The older man took another sip of the strong drink and looked at the people moving up and down the sidewalk. It was sunny, but cooler, near sixty degrees. A warm day in DC, where the older man had flown down from just hours earlier. Here in Miami, that’s nearly freezing and the people on the sidewalk were dressed accordingly. “Go down and visit him, Deuce. Tell him what’s coming up. Use your own judgment as to whether or not he’s ready. I’m sure you’d like to see your young lady again, too.”
“Yes sir, Mister Smith,” Deuce said. “He’s a tough old salt, so maybe he’ll bounce back quicker than most.”
“Let’s hope so,” Smith said. “This mission is tailor-made for his unique skill set.”
“How long do we have?”
“Your team needs to be mission-ready in two weeks, no later.”

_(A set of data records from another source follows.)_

PR #28039, opened 2019-09-20
Fix problem with fromTrackerSeeds parameter in ElectronSeedProducer and improve LayerMeasurements class

### LINKED ISSUE #27541: Problem with FromTrackerSeeds parameter in ElectronSeedProducer
While looking at the workflow 134.804 step 3 in the UBSAN IB, it found that a nullptr was being dereferenced here

https://github.com/cms-sw/cmssw/blob/3bde531d2713e0745e278e0ccfec03891051be35/RecoEgamma/EgammaElectronAlgos/src/PixelHitMatcher.cc#L73

the variable with the nullptr was `theTracker`.

That value is set here
https://github.com/cms-sw/cmssw/blob/3bde531d2713e0745e278e0ccfec03891051be35/RecoEgamma/EgammaElectronAlgos/src/PixelHitMatcher.cc#L79

which is called from here
https://github.com/cms-sw/cmssw/blob/3bde531d2713e0745e278e0ccfec03891051be35/RecoEgamma/EgammaElectronAlgos/src/ElectronSeedGenerator.cc#L176-L177

where `theMeasurementTracker` is set here
https://github.com/cms-sw/cmssw/blob/3bde531d2713e0745e278e0ccfec03891051be35/RecoEgamma/EgammaElectronAlgos/src/ElectronSeedGenerator.cc#L160-L166

Note that `theMeasurementTracker` is only set if `fromTrackerSeeds_` is `false`. Which comes from the parameter
https://github.com/cms-sw/cmssw/blob/3bde531d2713e0745e278e0ccfec03891051be35/RecoEgamma/EgammaElectronAlgos/src/ElectronSeedGenerator.cc#L63

which comes in from 
https://github.com/cms-sw/cmssw/blob/1bbf498141e29ed4751ec80e7461a444a3a7055a/RecoEgamma/EgammaElectronProducers/plugins/ElectronSeedProducer.cc#L128

Given `LayerMeasurements` has no check that the values passed could be a nullptr, it is unclear why we do not get a segmentation fault when running this code.

guitargeek:
#### PR description:

This PR intends to fix https://github.com/cms-sw/cmssw/issues/27541.

If the `fromTrackerSeeds` parameter in the `ElectronSeedProducer` would be set to `false`, a segfault would occur, as detected in the UBSAN IB. This never happened in practice because  `fromTrackerSeeds = False` is actually not supported and triggers an exception [1].

We understand now that` fromTrackerSeeds` is never supposed to be `False` and therefore we can just remove all branches in the code for this case, fixing both the issue and simplifying the code.

When I tried to fix the issue, I initially didn't know how it could be fixed and did some changes with the goal of making the problem more obvious to me. This involved changing the `LayerMeasurements` class such that there are no pointers anymore which can be `nullptr` and therefore cause trouble when dereferenced. In retrospect, this has nothing to do with the actual issue, but I include this change anyway in the PR as I think it's an improvement.

This caused the interface of `LayerMeasurements` to change a little bit, and while adapting the code I found an unused function in some muon plugins which could be removed. It was apparently replaced by a more efficient function.

[1] https://github.com/cms-sw/cmssw/blob/master/RecoEgamma/EgammaElectronAlgos/src/ElectronSeedGenerator.cc#L275

#### PR validation:

No backports intended.

### DIFF
--- a/RecoEgamma/EgammaElectronAlgos/interface/ElectronSeedGenerator.h
+++ b/RecoEgamma/EgammaElectronAlgos/interface/ElectronSeedGenerator.h
@@ -93,11 +93,11 @@ private:
 
   const bool dynamicphiroad_;
   const bool fromTrackerSeeds_;
-  edm::Handle<std::vector<reco::Vertex> > theVertices;
-  edm::EDGetTokenT<std::vector<reco::Vertex> > verticesTag_;
+  edm::Handle<std::vector<reco::Vertex> > vertices_;
+  const edm::EDGetTokenT<std::vector<reco::Vertex> > verticesTag_;
 
-  edm::Handle<reco::BeamSpot> theBeamSpot;
-  edm::EDGetTokenT<reco::BeamSpot> beamSpotTag_;
+  edm::Handle<reco::BeamSpot> beamSpot_;
+  const edm::EDGetTokenT<reco::BeamSpot> beamSpotTag_;
 
   const float lowPtThreshold_;
   const float highPtThreshold_;
@@ -112,46 +112,43 @@ private:
   const double deltaPhi1Coef1_;
   const double deltaPhi1Coef2_;
 
-  const std::vector<const TrajectorySeedCollection*>* theInitialSeedCollV = nullptr;
+  const std::vector<const TrajectorySeedCollection*>* initialSeedCollectionVector_ = nullptr;
 
-  edm::ESHandle<MagneticField> theMagField;
-  edm::ESHandle<TrackerGeometry> theTrackerGeometry;
-  //edm::ESHandle<GeometricSearchTracker>       theGeomSearchTracker;
+  edm::ESHandle<MagneticField> magField_;
+  edm::ESHandle<TrackerGeometry> trackerGeometry_;
   KFUpdator updator_;
   std::unique_ptr<PropagatorWithMaterial> propagator_;
 
-  const MeasurementTracker* theMeasurementTracker;
-  edm::EDGetTokenT<MeasurementTrackerEvent> theMeasurementTrackerEventTag;
+  const MeasurementTracker* measurementTracker_;
+  const edm::EDGetTokenT<MeasurementTrackerEvent> measurementTrackerEventTag_;
 
-  const NavigationSchool* theNavigationSchool;
+  const NavigationSchool* navigationSchool_;
 
-  const edm::EventSetup* theSetup;
+  const edm::EventSetup* setup_;
 
   PRecHitContainer recHits_;
   PTrajectoryStateOnDet pts_;
 
   // keep cacheIds to get records only when necessary
   unsigned long long cacheIDMagField_;
-  //  unsigned long long cacheIDGeom_;
   unsigned long long cacheIDNavSchool_;
   unsigned long long cacheIDCkfComp_;
   unsigned long long cacheIDTrkGeom_;
 
-  std::string measurementTrackerName_;
+  const std::string measurementTrackerName_;
 
-  bool useRecoVertex_;
+  const bool useRecoVertex_;
 
-  float deltaPhi2B_;
-  float deltaPhi2F_;
+  const float deltaPhi2B_;
+  const float deltaPhi2F_;
 
-  float phiMin2B_;
-  float phiMin2F_;
-  float phiMax2B_;
-  float phiMax2F_;
+  const float phiMin2B_;
+  const float phiMin2F_;
+  const float phiMax2B_;
+  const float phiMax2F_;
 
   PixelHitMatcher electronMatcher_;
   PixelHitMatcher positronMatcher_;
-
 };
 
 #endif  // ElectronSeedGenerator_H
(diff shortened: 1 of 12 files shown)


slava77:
@cmsbuild please test

perrotta:
please test

perrotta:
code-checks

perrotta:
please test

RecoEgamma/EgammaElectronAlgos/src/ElectronSeedGenerator.cc
```diff
@@ -17,188 +17,112 @@
...
+      // new B/F configurables
+      deltaPhi2B_(pset.getParameter<double>("DeltaPhi2B")),
+      deltaPhi2F_(pset.getParameter<double>("DeltaPhi2F")),
+      phiMin2B_(pset.getParameter<double>("PhiMin2B")),
+      phiMin2F_(pset.getParameter<double>("PhiMin2F")),
+      phiMax2B_(pset.getParameter<double>("PhiMax2B")),
+      phiMax2F_(pset.getParameter<double>("PhiMax2F")),
+      electronMatcher_(pset.getParameter<double>("ePhiMin1"),
+                       pset.getParameter<double>("ePhiMax1"),
+                       phiMin2B_,
```
slava77: would std::bind be useful here to be less repetitive in electronMatcher_ and positronMatcher_?

RecoEgamma/EgammaElectronProducers/plugins/ElectronSeedProducer.cc
```diff
@@ -230,16 +230,13 @@ void ElectronSeedProducer::produce(edm::Event& e, const edm::EventSetup& iSetup)
...
-  std::unique_ptr<ElectronSeedCollection> pSeeds(seeds);
-  ElectronSeedCollection::iterator is;
-  for (is = pSeeds->begin(); is != pSeeds->end(); is++) {
-    edm::RefToBase<CaloCluster> caloCluster = is->caloCluster();
-    SuperClusterRef superCluster = caloCluster.castTo<SuperClusterRef>();
-    LogDebug("ElectronSeedProducer") << "new seed with " << (*is).nHits() << " hits"
-                                     << ", charge " << (*is).getCharge() << " and cluster energy "
+  for (auto const& seed : *seeds) {
+    SuperClusterRef superCluster = seed.caloCluster().castTo<SuperClusterRef>();
+    LogDebug("ElectronSeedProducer") << "new seed with " << seed.nHits() << " hits"
```
slava77: should the loop be placed in ifdef ```EDM_ML_DEBUG``` ? ... that's unless it's obvious that the compiler ignores this loop otherwise.

RecoEgamma/EgammaElectronAlgos/interface/ElectronSeedGenerator.h
```diff
@@ -38,9 +37,11 @@
 #include "FWCore/Framework/interface/ESHandle.h"
 #include "FWCore/Framework/interface/EDConsumerBase.h"
 
+#include "TrackingTools/KalmanUpdators/interface/KFUpdator.h"
+
 class PropagatorWithMaterial;
 class KFUpdator;
-class PixelHitMatcher;
+class PixelHitMatcher_;
```
slava77: is this used in this file?

guitargeek: No, that's an artefact of find-replace. Actually all the forward declarations can be removed.

RecoEgamma/EgammaElectronAlgos/src/ElectronSeedGenerator.cc
guitargeek: I thought of that too, but concluded it's a waste of time as it is probably only an intermediate solution. There is nothing that makes the electron and positron matcher really different except for a sign flip in the phi-window. IMHO one could just adapt the matcher class a bit and only use one instance after all. I'm afraid doing that would blow up this PR, however.

RecoEgamma/EgammaElectronProducers/plugins/ElectronSeedProducer.cc
guitargeek: I think it won't be ignored, I will do as you suggest.

guitargeek:
Hi @slava77, I addressed your comments and further did some trivial cleanup of the `ElectronSeedGenerator` class (removing unused member functions and converting private member functions that don't use the class member variables to free anonymous functions to make this explicit). You are right about the redundancy of the electron and positron matcher, maybe that could be streamlined in another PR eventually.

slava77:
@cmsbuild please test

@guitargeek thank you for the quick update

slava77:
+1

for https://github.com/cms-sw/cmssw/pull/28039	20455a4 
- code changes are in line with the PR description and the follow up review; the changes are technical and should not produce any differences in outputs

fabiocos:
@ssekmen @sbein could you please have a look? The fastsim part of this PR looks limited

sbein:
+1

fabiocos:
+1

Deuce stood up and walked east on Calle Ocho for eleven blocks to the parking garage where he’d left his car. He never parked near where he was going to meet someone. He’d been trained that a tail is easier to spot if you’re on foot. Besides, he liked to walk. He had an office about twelve miles away at the United States Southern Command headquarters in Doral, just northwest of the city. However, he and his men stayed and trained at Homestead Air Force Base.
As he walked along Calle Ocho, he thought about the events of four months ago. He’d gone down to Marathon to find his dad’s old Marine buddy, to have him help spread his dad’s ashes on a reef that only the two of them had known about. Together, they’d survived a hurricane and then either caught or killed the men who had been responsible for his dad’s death. Those same men happened to be the targets of a terrorist investigation his newly formed team had been conducting. During the course of the investigation, he’d tried to recruit his dad’s friend, but only succeeded in getting the man’s wife kidnapped on their wedding day by the subject of the investigation. She’d been brutally raped and murdered. That’s a lot for a guy to get over in just four months, he thought. Even a warrior who was reputed to be one of the best Marine Recon snipers in the Corps.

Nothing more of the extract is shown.